“Sometimes, when you’re on the field, a Packard will come up and almost run you over, because it’s so quiet,” actor Edward Herrmann said, as he awarded a silver cup to a 1934 Packard at the Kirkland Concours d’Elegance. Herrmann was honorary chairman at the third Washington event.
But two vintage electric cars upstaged the quiet reputation of the Packard V-12 engine. The ultra-quiet electric vehicles were a 1911 Baker Electric and a 1912 Standard Electric.
Lynn Sommer and his wife, Kathy, have owned the 1911 Baker for five years.
“I was always interested in electric cars, saw the coach style and fell in love with it,” Sommer said. “I was searching for electric cars on the Internet, and saw it there. The car came from north Los Angeles.
“You drive from the back seat; maybe that’s where the phrase came from. Guests face you so you can carry on a conversation.”
The 1912 Standard on display received the Evergreen Healthcare Award, and is part of the LeMay collection.
The Standard Electric Car Co. of Jackson, Michigan, produced a number of electric car models from 1912-’15. They used Westinghouse electric motors.
The opposite side of the spectrum from the electrics was the Best-of-Show winner: a 1913 Isotta Fraschini. The model IM, chassis No. 0452, owned by George Wingard, also was best in class for Antique/Two cylinders (or more) cars. Each time Wingard started the car, all heads turned toward the unmistakable sound of a racing engine come to life.
Chassis number 0452 was one of three such racecars built for the 1913-’14 Indy 500 races. Wingard said that the car’s engine served duty in a dirt-track racecar. Wingard reportedly spent 15 years restoring the car. The hood is now original, but during the restoration another rear-end was fabricated. The 450-cid overhead-cam 16-valve, four-cylinder engine was mostly intact — however, the transmission was missing.
The large transmission was integral to the restoration, since it constitutes the chassis cross members. Using blueprints and a loaned Isotta Fraschini KM as a guide, a new transmission was created.
Wingard’s Isotta Fraschini is one of two surviving model IM racecars. Chassis No. 0453 is owned by Britain’s Hillcrest Motor Co.
A new class at this year’s concours saluted the Fabulous Fifties. In the midst of 80 total cars entered, there were 23 cars in this class alone. A 1956 Cadillac Eldorado Biarritz convertible owned by Larry and Sherry Swiggert won first in this class.

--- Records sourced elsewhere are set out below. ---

PR #319, opened 2023-12-05
[Alloyx] Use alloyx as emergency liquidity if identity_depository is emptied

uxd-vincent:
The TLDR of the change is to make the rebalancing flows computed by:
```rust
let deposit_redeemable_amount = std::cmp::min(
    identity_depository_overflow_value,
    alloyx_vault_depository_underflow_value,
);
let withdraw_redeemable_amount = std::cmp::max(
    identity_depository_underflow_value,
    alloyx_vault_depository_overflow_value,
);
```

This is the case so that:
 - when the identity_depository is underflowing, we withdraw even if the alloyx_depository is not overflowing
 - when the alloyx_vault_depository is underflowing, we deposit only if the identity_depository is overflowing


acamill (approved):
Looks good

programs/uxd/src/instructions/rebalance_alloyx_vault_depository.rs
```diff
@@ -141,14 +142,70 @@ pub struct RebalanceAlloyxVaultDepository<'info> {
...
+    let alloyx_vault_depository_underflow_value = alloyx_vault_depository_target_redeemable_amount
+        .saturating_sub(alloyx_vault_depository_redeemable_amount_under_management);
+
+    let identity_depository_overflow_value = identity_depository_redeemable_amount_under_management
+        .saturating_sub(identity_depository_target_redeemable_amount);
+    let alloyx_vault_depository_overflow_value =
+        alloyx_vault_depository_redeemable_amount_under_management
+            .saturating_sub(alloyx_vault_depository_target_redeemable_amount);
+
+    let deposit_redeemable_amount = std::cmp::min(
```
acamill, line 189: Given this we should be good 👍

programs/uxd/src/instructions/rebalance_alloyx_vault_depository.rs
```diff
@@ -141,14 +142,70 @@ pub struct RebalanceAlloyxVaultDepository<'info> {
...
+        identity_depository_overflow_value,
+        alloyx_vault_depository_underflow_value,
+    );
+    let withdraw_redeemable_amount = std::cmp::max(
```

A 1957 Cadillac Eldorado Brougham, owned by Susan Armstrong, won the Most Elegant Closed award.
In the Special Display, the 1953 Chrysler d’Elegance, owned by Gordon and Janet Apker, won the Participants’ Award (from other entrants). Four other cars were part of the class: a 1948 Tucker sedan; a 1911 Pierce-Arrow 48SS runabout; a 1948 Packard-Fairliner Torpedo convertible; and a 1920 Turcat Mery.
The 1953 Chrysler d’Elegance featured special bodywork by Ghia. It was the only one of its kind ever built. The three-passenger coupe was mounted onto a slightly modified Chrysler New Yorker chassis. The metallic red car sported a black-and-yellow leather interior, and chrome wire wheels.

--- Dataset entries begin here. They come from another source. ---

PR #336, opened 2024-08-19
fix: revive testing tooling

crypto-vincent:
After some inactivity, some of the testing tooling were not working anymore.

This PR revive the whole CI pipeline to work again.

Update dependencies to:
 - Solana: `1.18.21` (same as mainnet/devnet)
 - Rust: `1.75.0` (this seems to work fine for now, but `1.80.1` doesn't work)
 - Anchor: `0.26.0` (same as anchor_gen)

Note: Credix disabled minting on devnet, so we remove the devnet+credixMint tests (those tests are still running fine in localnet)


tests/test_ci_credix_lp.ts
```diff
@@ -79,15 +78,6 @@ import {
       credixLpDepositoryEditSuite({ authority, controller });
     });
 
-    describe('credixLpDepositoryMintSuite', function () {
```
crypto-vincent, line 82: Credix disabled minting on devnet too. We just keep the test on localnet

Orelsanpls (approved):
Looks good to me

The People’s Choice award went to a rare British example: a 1938 Squire Corsica roadster, owned by Doris Hart, and reportedly one of just nine ever made. (The Encyclopedia of Automobiles, by David Burgess Wise, notes that Squire cars were built from 1931 through ’36. No explanation was available for the year disparity.)
The Squire roadsters were built by Adrian Squire in a small garage near Henley-on-Thames, and were potent little cars powered by a supercharged 1.5-liter R1 Anzani engine, backed by a preselector gearbox. They were the exotics of their time.
The event raised about $200,000 for the Children’s Hospital and Medical Center in Seattle, and Evergreen Healthcare in Kirkland.